Material for the task:
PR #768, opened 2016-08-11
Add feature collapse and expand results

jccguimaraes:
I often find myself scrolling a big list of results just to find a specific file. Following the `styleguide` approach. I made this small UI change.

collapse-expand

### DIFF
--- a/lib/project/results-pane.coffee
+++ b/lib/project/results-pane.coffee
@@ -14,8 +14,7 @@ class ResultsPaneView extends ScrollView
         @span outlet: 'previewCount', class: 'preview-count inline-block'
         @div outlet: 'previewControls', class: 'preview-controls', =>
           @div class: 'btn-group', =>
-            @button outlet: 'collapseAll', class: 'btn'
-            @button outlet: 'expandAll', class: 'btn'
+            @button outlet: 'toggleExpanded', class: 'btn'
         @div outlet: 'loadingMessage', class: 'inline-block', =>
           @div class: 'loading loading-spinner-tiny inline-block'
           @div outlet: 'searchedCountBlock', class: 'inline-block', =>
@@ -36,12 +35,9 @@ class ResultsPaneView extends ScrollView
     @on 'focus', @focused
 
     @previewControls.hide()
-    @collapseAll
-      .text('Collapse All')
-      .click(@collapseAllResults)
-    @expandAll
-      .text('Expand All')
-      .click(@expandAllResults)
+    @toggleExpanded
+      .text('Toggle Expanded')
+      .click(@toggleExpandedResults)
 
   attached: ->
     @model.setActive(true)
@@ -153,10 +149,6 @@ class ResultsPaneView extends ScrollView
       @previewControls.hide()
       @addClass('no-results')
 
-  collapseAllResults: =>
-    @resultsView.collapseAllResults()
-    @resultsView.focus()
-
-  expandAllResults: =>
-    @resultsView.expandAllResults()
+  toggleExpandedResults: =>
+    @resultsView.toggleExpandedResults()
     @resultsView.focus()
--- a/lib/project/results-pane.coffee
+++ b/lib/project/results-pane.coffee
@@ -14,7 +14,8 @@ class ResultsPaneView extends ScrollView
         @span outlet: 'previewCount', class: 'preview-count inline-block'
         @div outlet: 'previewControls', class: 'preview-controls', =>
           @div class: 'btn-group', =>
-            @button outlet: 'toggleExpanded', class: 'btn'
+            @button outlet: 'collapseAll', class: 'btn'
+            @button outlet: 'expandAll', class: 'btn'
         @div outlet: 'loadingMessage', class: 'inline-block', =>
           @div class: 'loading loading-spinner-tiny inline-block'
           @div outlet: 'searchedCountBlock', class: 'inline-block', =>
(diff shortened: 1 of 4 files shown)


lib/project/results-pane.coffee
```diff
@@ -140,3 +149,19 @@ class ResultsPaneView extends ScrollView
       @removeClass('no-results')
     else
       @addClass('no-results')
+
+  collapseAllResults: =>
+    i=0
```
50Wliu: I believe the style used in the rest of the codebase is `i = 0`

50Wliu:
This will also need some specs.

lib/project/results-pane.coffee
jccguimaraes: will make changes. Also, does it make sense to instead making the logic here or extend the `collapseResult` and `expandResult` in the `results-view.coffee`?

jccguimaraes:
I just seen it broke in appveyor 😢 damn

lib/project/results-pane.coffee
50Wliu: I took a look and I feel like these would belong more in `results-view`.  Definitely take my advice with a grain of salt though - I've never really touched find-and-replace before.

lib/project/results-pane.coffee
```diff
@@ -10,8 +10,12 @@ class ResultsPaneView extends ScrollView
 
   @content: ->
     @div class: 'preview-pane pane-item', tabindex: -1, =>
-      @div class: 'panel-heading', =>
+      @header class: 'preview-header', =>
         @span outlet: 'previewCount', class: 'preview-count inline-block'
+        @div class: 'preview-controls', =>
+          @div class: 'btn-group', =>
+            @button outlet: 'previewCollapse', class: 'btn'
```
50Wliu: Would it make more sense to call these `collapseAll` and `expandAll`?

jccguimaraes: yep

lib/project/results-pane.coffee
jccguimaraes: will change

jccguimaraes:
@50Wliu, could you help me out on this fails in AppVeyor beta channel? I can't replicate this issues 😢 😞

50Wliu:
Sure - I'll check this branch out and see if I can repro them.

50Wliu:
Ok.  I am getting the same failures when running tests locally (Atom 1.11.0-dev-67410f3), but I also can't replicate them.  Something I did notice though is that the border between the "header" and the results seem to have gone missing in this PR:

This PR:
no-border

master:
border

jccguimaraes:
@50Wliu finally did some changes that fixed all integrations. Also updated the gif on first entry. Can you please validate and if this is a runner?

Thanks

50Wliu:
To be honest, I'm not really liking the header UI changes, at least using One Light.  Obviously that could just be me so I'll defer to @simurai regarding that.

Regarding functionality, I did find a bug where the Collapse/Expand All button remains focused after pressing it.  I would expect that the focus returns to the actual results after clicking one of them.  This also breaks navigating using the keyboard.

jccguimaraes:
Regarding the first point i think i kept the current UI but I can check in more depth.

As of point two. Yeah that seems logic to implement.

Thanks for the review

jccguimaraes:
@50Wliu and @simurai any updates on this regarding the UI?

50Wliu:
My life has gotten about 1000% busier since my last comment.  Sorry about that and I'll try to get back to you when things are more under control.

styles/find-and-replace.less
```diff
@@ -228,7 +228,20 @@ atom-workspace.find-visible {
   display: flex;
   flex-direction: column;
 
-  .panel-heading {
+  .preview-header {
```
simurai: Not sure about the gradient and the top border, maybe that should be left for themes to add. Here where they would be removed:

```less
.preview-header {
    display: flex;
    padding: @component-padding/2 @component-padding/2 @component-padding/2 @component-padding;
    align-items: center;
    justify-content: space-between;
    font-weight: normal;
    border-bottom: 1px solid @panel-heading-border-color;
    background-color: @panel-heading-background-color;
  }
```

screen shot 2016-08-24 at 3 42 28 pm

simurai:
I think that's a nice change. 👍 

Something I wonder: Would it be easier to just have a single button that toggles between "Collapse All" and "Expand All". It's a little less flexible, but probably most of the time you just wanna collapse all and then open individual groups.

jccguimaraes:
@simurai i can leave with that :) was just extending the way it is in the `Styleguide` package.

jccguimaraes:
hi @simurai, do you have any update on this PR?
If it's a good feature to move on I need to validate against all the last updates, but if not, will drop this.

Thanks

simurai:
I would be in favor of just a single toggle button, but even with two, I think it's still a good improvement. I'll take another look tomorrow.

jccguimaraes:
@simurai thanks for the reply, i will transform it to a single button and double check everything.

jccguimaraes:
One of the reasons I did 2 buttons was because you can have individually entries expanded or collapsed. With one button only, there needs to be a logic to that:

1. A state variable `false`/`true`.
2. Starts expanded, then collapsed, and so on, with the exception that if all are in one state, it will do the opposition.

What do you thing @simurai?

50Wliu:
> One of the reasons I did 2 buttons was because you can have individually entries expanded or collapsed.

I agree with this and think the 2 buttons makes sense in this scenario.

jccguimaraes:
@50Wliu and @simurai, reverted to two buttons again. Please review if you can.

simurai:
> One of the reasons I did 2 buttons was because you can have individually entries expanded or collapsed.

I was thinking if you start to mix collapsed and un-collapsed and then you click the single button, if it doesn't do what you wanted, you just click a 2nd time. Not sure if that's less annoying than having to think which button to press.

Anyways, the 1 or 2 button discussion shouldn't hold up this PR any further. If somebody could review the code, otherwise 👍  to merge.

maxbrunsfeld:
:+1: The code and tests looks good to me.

Try it:
This task calls for each line of the material that contains "buttons".

Answer to the problem:
One of the reasons I did 2 buttons was because you can have individually entries expanded or collapsed. With one button only, there needs to be a logic to that:
> One of the reasons I did 2 buttons was because you can have individually entries expanded or collapsed.
I agree with this and think the 2 buttons makes sense in this scenario.
@50Wliu and @simurai, reverted to two buttons again. Please review if you can.
> One of the reasons I did 2 buttons was because you can have individually entries expanded or collapsed.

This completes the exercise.